TDOC Stock Forecast: Bull Case
- Possibility of a turnaround after a 90% fall – Teladoc is down by 76% in the last year (as of 14.05.2022) and is down by almost 90% from its all-time high of $154. The optimism is due to comments by Ark Invest CEO Cathie Wood who even compared Teladoc with Amazon’s decline and said that both the stocks belong to the “same league”. Noticeably, Wood’s ETF owns nearly 11% of Teladoc and it was an attempt to stabilize the share price. Also, the stock is looking cheap right now and is trading at only 2.1 times the forward sales estimate with a possibility of a turnaround anytime soon.
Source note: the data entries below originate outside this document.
PR #192, opened 2020-01-14
HYACINTH-443 digital object frontend refactor

elohanlon:
Although HYACINTH-443 is the overall parent ticket, this also addresses HYACINTH-442 and HYACINTH-385.  We should squash this commit when we merge it, since the branch contains a lot of incomplete committed code that changed as we talked more about digital object view restructuring.


barmintor:
58 files! This is going to take a while.

app/javascript/hyacinth_ui_v1/components/digital_objects/children/Children.js
```diff
@@ -1,39 +1,37 @@
...
-      <>
-        <TabHeading>Manage Child Assets</TabHeading>
-        <p>Child Digital Objects</p>
-        <p># Total</p>
-
-
-      </>
-    );
-  }
+import { getChildrenDigitalObjectQuery } from '../../../graphql/digitalObjects';
```
barmintor: Ugh - I see why you had to do this component, but - I also did this in my branch. I'll have to do some rebasing if we merge this first.

elohanlon:
Yeah, this one is intense.  Thanks for taking a look!

app/javascript/hyacinth_ui_v1/components/digital_objects/rights/rights_form/ItemRightsForm.js
```diff
@@ -0,0 +1,222 @@
...
+import ContractualLimitationsRestrictionsAndPermissions from './subsections/ContractualLimitationsRestrictionsAndPermissions';
+import RightsForWorksOfArtSculptureAndPhotographs from './subsections/RightsForWorksOfArtSculptureAndPhotographs';
+import UnderlyingRights from './subsections/UnderlyingRights';
+
+function ItemRightsForm(props) {
+  const { digitalObject } = props;
+  const { id, rights: initialRights, dynamicFieldData } = digitalObject;
+  const history = useHistory();
+
+  const defaultRights = () => ({
```
barmintor: Can we move this template object function into its own file?

app/javascript/hyacinth_ui_v1/graphql/projects.js
```diff
@@ -42,13 +42,26 @@ export const deleteProjectMutation = gql`
   }
 `;
 
+const getProjectsFields = `
```
barmintor: Nice - I need to start doing this.

spec/requests/graphql/query/digital_object_spec.rb
```diff
@@ -2,8 +2,8 @@
 
 require 'rails_helper'
 
-RSpec.describe 'Retrieving Field Set', type: :request do
-  let(:authorized_object) { FactoryBot.create(:item, :with_project) }
+RSpec.describe 'Retrieving Digital Object', type: :request do
```
barmintor: Ha, I resisted the urge to fix this in my branch - thanks for fixing it here.

app/javascript/hyacinth_ui_v1/components/digital_objects/rights/rights_form/ItemRightsForm.js
elohanlon: Sure!  It was already there before my refactor, so I was going for minimal change where possible, but I like the idea of having it in a different file. Will push a commit for this soon.

spec/requests/graphql/query/digital_object_spec.rb
elohanlon: 👍

app/javascript/hyacinth_ui_v1/components/digital_objects/rights/rights_form/ItemRightsForm.js
elohanlon: Pushed!

spec/support/graphql_helper.rb
```diff
@@ -8,17 +8,30 @@ def graphql(query, variables = {})
...
-  def projects_query
-    <<~GQL
-      query {
-        projects {
-          stringKey
-          displayLabel
-          projectUrl
-          isPrimary
+  def projects_query(is_primary: nil)
+    if is_primary.nil?
```
cgalarza:
```suggestion
    is_primary_filter = is_primary ? "isPrimary: \"#{is_primary}\"" : ""
    <<~GQL
      query {
         projects(#{is_primary_filter}) {
         .............
```

cgalarza: This way you don't have to have the query written out twice. I think you can also use graphql variables.

app/javascript/hyacinth_ui_v1/components/digital_objects/new/DigitalObjectNewForm.js
```diff
@@ -0,0 +1,60 @@
...
+            if (can) {
+              return (
+                <>
+                <DigitalObjectSummary digitalObject={initialDigitalObject} />
+                <MetadataForm formType="new" digitalObject={initialDigitalObject} />
+                </>
+              );
+            }
+
+            return 'Invalid permissions for this view.';
```
cgalarza: Could we make this entire route protected? or is it important to display this message in this context?

app/javascript/hyacinth_ui_v1/components/digital_objects/DigitalObjectSummary.js
```diff
@@ -1,48 +1,60 @@
...
-    const {
-      data: {
-        projects,
-        pid,
-        uid,
-        doi,
+function DigitalObjectSummary(props) {
+
+  const { digitalObject } = props;
+  const { id, doi, primaryProject, otherProjects, numberOfChildren } = digitalObject;
```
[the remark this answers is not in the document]
elohanlon: Good suggestion! Thanks!

app/javascript/hyacinth_ui_v1/components/digital_objects/assignments/Assignments.js
```diff
@@ -0,0 +1,37 @@
...
+    <DigitalObjectInterface digitalObject={digitalObject}>
+      <TabHeading>Assignments</TabHeading>
+      <p>This feature is currently unavailable.</p>
+    </DigitalObjectInterface>
+  );
+}
+
+export default Assignments;
+
+Assignments.propTypes = {
```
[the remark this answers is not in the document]
elohanlon: I think it works either way, but it would look better to have before.  Will change, thanks!

app/javascript/hyacinth_ui_v1/components/digital_objects/metadata/Metadata.js
```diff
@@ -1,29 +1,58 @@
...
+  } = useQuery(getMetadataDigitalObjectQuery, {
+    variables: { id },
+  });
+
+  if (digitalObjectLoading) return (<></>);
+  if (digitalObjectError) return (<GraphQLErrors errors={digitalObjectError} />);
+  const { digitalObject } = digitalObjectData;
+
+  return (
+    <Switch>
```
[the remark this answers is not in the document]
elohanlon: Ah! I forgot to delete this file.  Good catch, thanks!

app/javascript/hyacinth_ui_v1/components/digital_objects/new/DigitalObjectNewForm.js
elohanlon: The reason I didn't do it at a higher level (in DigitalObjects.js) is because it made it possible to avoid yet another Digital Object retrieval request at that level.

You won't actually get to this particular route unless you manually navigate to it though.  Normally the only method is by submitting the project/digital_object_type select form in the DigitalObjectNew.  But if someone did somehow type in the URL manually, I added this <Can> check to hide the object building form if they don't have the correct project rights (since a request for the project is made in this component).

I think the alternative to this <Can> would be to add a <Switch>/<ProtectedRoute> filter to this component's render content, but I think it would do effectively the same thing?

cgalarza: I might be missing something, but I don't think you need to retrieve a digital object to check permissions for this route. You only need the project string key and that's passed through as a parameter.

app/javascript/hyacinth_ui_v1/components/digital_objects/rights/RightsTab.js
```diff
@@ -0,0 +1,40 @@
...
+function RightsTab(props) {
+  const { digitalObject, editButton, children } = props;
+
+  return (
+    <DigitalObjectInterface digitalObject={digitalObject}>
+      <TabHeading>
+        Rights
+        { editButton
+          && (
+            <EditButton
```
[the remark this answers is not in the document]
elohanlon: That check is done at a higher level.  See: `{ routePath: `${path}/rights/edit`, Component: RightsEdit, action: 'assess_rights' },` in DigitalObject.js.

The RightsEdit uses the RightsTab component internally, passing a flag for showing the edit button, so the checking doesn't occur in RightsTab.  This allows the RightsTab component to be more ignorant of context, as it's just told whether or not to show the edit button by the outer component.  Hopefully will make component testing easier later on too.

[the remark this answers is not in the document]
cgalarza: But does it show the button even if a user doesn't have the ability to edit the rights?

spec/support/graphql_helper.rb
elohanlon: Going with `projects(isPrimary: #{is_primary})` in the end (as we just talked about), since apparently passing null is fine here.  Thanks for suggesting the alternative!  Much better than what I had originally.

app/javascript/hyacinth_ui_v1/components/digital_objects/new/DigitalObjectNewForm.js
elohanlon: Ah!  You're right.   I was thinking about an earlier implementation of <DigitalObjectProtectedRoute>, but even in the latest version it only needs project string keys.  In that case, I could do that check on a higher level in DigitalObject.js.  Will do, thanks!

app/javascript/hyacinth_ui_v1/components/digital_objects/rights/RightsTab.js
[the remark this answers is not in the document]
elohanlon: Ohhhh, I see what you mean.  I should be able to fix that by passing a permission-based value into the editButton prop when using the component in the RightsShow component.  I also need to do a similar thing in the MetadataShow component.  I'm glad you brought this up!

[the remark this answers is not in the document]
elohanlon: Fixed in my local copy and I'll push soon.

elohanlon:
@cgalarza gave me verbal approval for this PR, so I'll merge it!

- Bright spots from recent quarter results- Let’s dissect the recent quarter results and find out the bright spots from the same. The fuzz is all about goodwill impairment charges and lowered guidance. But keeping that aside, results do match the expectations.
TDOC stock forecast: Conclusion
Teladoc is the leader in its space and it has been growing at a very good pace of 20% quarterly and annually. It can be argued that management has lowered guidance, but it is always good to project less and perform better, it may happen that in the next quarter’s results, it beats estimates handsomely and the share price goes up by 40% on the eve of results.
That said, it is also true that Teladoc is facing its own share of problems and it messed up the acquisition of Livongo and has lowered guidance for the fiscal year in a panic. Also, BetterHelp needs to deliver to enable Teladoc to come out of the woods. Livongo features are still not fully integrated with the Teladoc app and it can be a winner in the coming years if used properly.
Investment in Teladoc at this juncture depends on the risk appetite of investors. While it presents a golden opportunity to have multi-bagger returns in a couple of years, it is a risky bet and there are more hurdles ahead for management to come back on track.